[DATA]
◆ ◆ ◆
PR #432, opened 2025-03-26
Change to default checked state

klingbolt:
Changed how the default for checked worked to make it easier to view full marker packs

### DIFF
--- a/Spatial.gd
+++ b/Spatial.gd
@@ -543,10 +543,10 @@ func init_category_tree():
 
 func guildpoint_categories_to_godot_nodes():
 	for guildpoint_category in self.guildpoint_data.get_category():
-		_guildpoint_categories_to_godot_nodes(null, guildpoint_category, self.markers_3d, self.markers_2d, false)
+		_guildpoint_categories_to_godot_nodes(null, guildpoint_category, self.markers_3d, self.markers_2d, 0)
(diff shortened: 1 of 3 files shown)


Spatial.gd
```diff
@@ -565,9 +565,15 @@ func _guildpoint_categories_to_godot_nodes(item: TreeItem, guildpoint_category:
...
-	category_item.set_checked(1, Settings.local_category_data.get(Marshalls.raw_to_base64(category_data.guildpoint_category.get_id()), {}).get("checked", false))
+	var checked = true
+	var collapsed = true
+	if depth in [0, 1]:
+		checked = false
+	category_item.set_checked(1, Settings.local_category_data.get(Marshalls.raw_to_base64(category_data.guildpoint_category.get_id()), {}).get("checked", checked))
 	category_item.set_tooltip(1, "Show/Hide")
 	category_item.set_editable(1, true)
+	if depth == 0:
+		collapsed = false
```
AsherGlick, line 576: Lets move this closer to the instantiation of collapsed, or the collapsed instantiation closer to this. There is a weird nebulous zone between 569 and 575 where collapsed will be `true` even if `depth == 0`

AsherGlick (changes requested):

PR #444, opened 2025-04-17
Add setting to override Burrito icon position.

aukuste:
This adds a toggle button and two text input fields that allows you to exactly specify the position of the Burrito icon.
◆ ◆ ◆
[WHAT THE TASK REQUIRES] The whole of the material above needs to be copied exactly.

[EXERCISE OUTPUT]
PR #432, opened 2025-03-26
Change to default checked state

klingbolt:
Changed how the default for checked worked to make it easier to view full marker packs

### DIFF
--- a/Spatial.gd
+++ b/Spatial.gd
@@ -543,10 +543,10 @@ func init_category_tree():
 
 func guildpoint_categories_to_godot_nodes():
 	for guildpoint_category in self.guildpoint_data.get_category():
-		_guildpoint_categories_to_godot_nodes(null, guildpoint_category, self.markers_3d, self.markers_2d, false)
+		_guildpoint_categories_to_godot_nodes(null, guildpoint_category, self.markers_3d, self.markers_2d, 0)
(diff shortened: 1 of 3 files shown)


Spatial.gd
```diff
@@ -565,9 +565,15 @@ func _guildpoint_categories_to_godot_nodes(item: TreeItem, guildpoint_category:
...
-	category_item.set_checked(1, Settings.local_category_data.get(Marshalls.raw_to_base64(category_data.guildpoint_category.get_id()), {}).get("checked", false))
+	var checked = true
+	var collapsed = true
+	if depth in [0, 1]:
+		checked = false
+	category_item.set_checked(1, Settings.local_category_data.get(Marshalls.raw_to_base64(category_data.guildpoint_category.get_id()), {}).get("checked", checked))
 	category_item.set_tooltip(1, "Show/Hide")
 	category_item.set_editable(1, true)
+	if depth == 0:
+		collapsed = false
```
AsherGlick, line 576: Lets move this closer to the instantiation of collapsed, or the collapsed instantiation closer to this. There is a weird nebulous zone between 569 and 575 where collapsed will be `true` even if `depth == 0`

AsherGlick (changes requested):

PR #444, opened 2025-04-17
Add setting to override Burrito icon position.

aukuste:
This adds a toggle button and two text input fields that allows you to exactly specify the position of the Burrito icon.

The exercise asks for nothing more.